Collected data entries:
PR #87, opened 2021-07-16
Not returning an error when trying running eth_getCode against an uni…

lazartravica:
# Description

The eth_getCode JSON RPC call returned an error if the address supplied in the parameter was uninitialized. 
Replicating the behaviour of geth, I have changed it so that it returns a `0x` string.

# Changes include

# Breaking changes

# Checklist

- [x] I have tested this code

# Additional comments


Kourin1996 (approved):
LGTM 👏

jsonrpc/eth_endpoint.go
```diff
@@ -462,7 +462,7 @@ func (e *Eth) GetCode(address types.Address, number BlockNumber) (interface{}, e
 
 	acc, err := e.d.store.GetAccount(header.StateRoot, address)
 	if err != nil {
-		return nil, err
+		return "0x", nil
```
zivkovicmilos, line 465: We should consider wrapping this in the `arg` types, as we do with other endpoints:
`argUintPtr`, `argBigPtr`...

zivkovicmilos (approved):
Looks good 💯

Vuksan (approved):
LGTM.
The only issue I see is that we don't really comply with [the Ethereum specification for the getCode](https://ethereum.org/en/developers/docs/apis/json-rpc/#eth_getcode), but we don't do that for other endpoints as well, so I guess fixing that is a different task.

EDIT: Meaning we don't return result with metadata fields: `id` and `jsonrpc`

▶ _BRIEF_:
Every line above is to be transcribed exactly, with nothing missed.

▶ _OUTPUT OF THE EXERCISE_:
PR #87, opened 2021-07-16
Not returning an error when trying running eth_getCode against an uni…

lazartravica:
# Description

The eth_getCode JSON RPC call returned an error if the address supplied in the parameter was uninitialized. 
Replicating the behaviour of geth, I have changed it so that it returns a `0x` string.

# Changes include

# Breaking changes

# Checklist

- [x] I have tested this code

# Additional comments


Kourin1996 (approved):
LGTM 👏

jsonrpc/eth_endpoint.go
```diff
@@ -462,7 +462,7 @@ func (e *Eth) GetCode(address types.Address, number BlockNumber) (interface{}, e
 
 	acc, err := e.d.store.GetAccount(header.StateRoot, address)
 	if err != nil {
-		return nil, err
+		return "0x", nil
```
zivkovicmilos, line 465: We should consider wrapping this in the `arg` types, as we do with other endpoints:
`argUintPtr`, `argBigPtr`...

zivkovicmilos (approved):
Looks good 💯

Vuksan (approved):
LGTM.
The only issue I see is that we don't really comply with [the Ethereum specification for the getCode](https://ethereum.org/en/developers/docs/apis/json-rpc/#eth_getcode), but we don't do that for other endpoints as well, so I guess fixing that is a different task.

EDIT: Meaning we don't return result with metadata fields: `id` and `jsonrpc`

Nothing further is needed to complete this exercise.